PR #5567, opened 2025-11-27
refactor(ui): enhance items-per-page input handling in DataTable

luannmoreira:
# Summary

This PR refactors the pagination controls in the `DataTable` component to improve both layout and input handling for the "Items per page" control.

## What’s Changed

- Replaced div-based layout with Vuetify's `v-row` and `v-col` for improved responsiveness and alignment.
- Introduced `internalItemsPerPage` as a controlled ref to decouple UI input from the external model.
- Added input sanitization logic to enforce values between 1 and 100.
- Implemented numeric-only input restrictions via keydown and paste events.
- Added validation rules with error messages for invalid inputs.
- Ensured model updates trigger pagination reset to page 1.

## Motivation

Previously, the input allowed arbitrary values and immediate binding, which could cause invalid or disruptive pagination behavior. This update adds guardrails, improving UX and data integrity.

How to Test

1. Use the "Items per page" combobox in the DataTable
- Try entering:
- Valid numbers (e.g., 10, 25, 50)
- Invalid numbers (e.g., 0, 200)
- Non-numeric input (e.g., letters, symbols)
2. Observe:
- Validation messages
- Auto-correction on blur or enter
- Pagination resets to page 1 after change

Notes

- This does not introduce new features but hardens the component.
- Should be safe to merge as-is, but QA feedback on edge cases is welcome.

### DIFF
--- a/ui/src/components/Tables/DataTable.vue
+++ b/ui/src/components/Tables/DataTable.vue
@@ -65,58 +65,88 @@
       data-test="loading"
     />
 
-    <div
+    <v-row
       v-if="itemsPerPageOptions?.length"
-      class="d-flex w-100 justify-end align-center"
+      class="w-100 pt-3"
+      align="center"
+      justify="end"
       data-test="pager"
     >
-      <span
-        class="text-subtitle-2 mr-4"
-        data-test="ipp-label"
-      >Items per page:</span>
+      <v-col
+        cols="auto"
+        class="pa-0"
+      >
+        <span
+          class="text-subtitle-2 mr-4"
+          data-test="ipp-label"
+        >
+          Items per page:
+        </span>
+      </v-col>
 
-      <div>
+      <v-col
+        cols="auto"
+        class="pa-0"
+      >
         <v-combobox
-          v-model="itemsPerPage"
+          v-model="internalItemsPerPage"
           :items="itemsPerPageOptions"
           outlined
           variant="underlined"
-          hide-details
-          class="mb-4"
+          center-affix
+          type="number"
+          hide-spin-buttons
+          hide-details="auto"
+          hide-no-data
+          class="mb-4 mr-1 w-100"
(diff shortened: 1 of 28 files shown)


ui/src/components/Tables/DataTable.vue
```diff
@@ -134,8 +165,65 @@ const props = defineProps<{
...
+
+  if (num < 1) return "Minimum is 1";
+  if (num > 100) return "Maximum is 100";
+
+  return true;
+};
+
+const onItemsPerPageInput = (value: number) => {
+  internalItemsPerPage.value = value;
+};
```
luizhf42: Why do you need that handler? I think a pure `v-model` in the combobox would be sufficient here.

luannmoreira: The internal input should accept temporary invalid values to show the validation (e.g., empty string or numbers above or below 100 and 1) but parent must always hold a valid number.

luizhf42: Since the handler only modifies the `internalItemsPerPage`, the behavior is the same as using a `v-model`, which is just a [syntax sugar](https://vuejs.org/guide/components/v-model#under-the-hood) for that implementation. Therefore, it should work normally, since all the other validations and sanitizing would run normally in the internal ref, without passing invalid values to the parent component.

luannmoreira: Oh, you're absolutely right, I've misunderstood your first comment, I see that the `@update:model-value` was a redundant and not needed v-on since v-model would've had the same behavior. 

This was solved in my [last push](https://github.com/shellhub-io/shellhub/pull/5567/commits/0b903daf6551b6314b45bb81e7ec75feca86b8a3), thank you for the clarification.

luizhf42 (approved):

..........

__Exercise brief__
When the word "subtitle" shows up in a line of the entries, report that line.

__Written response__
-        class="text-subtitle-2 mr-4"
+          class="text-subtitle-2 mr-4"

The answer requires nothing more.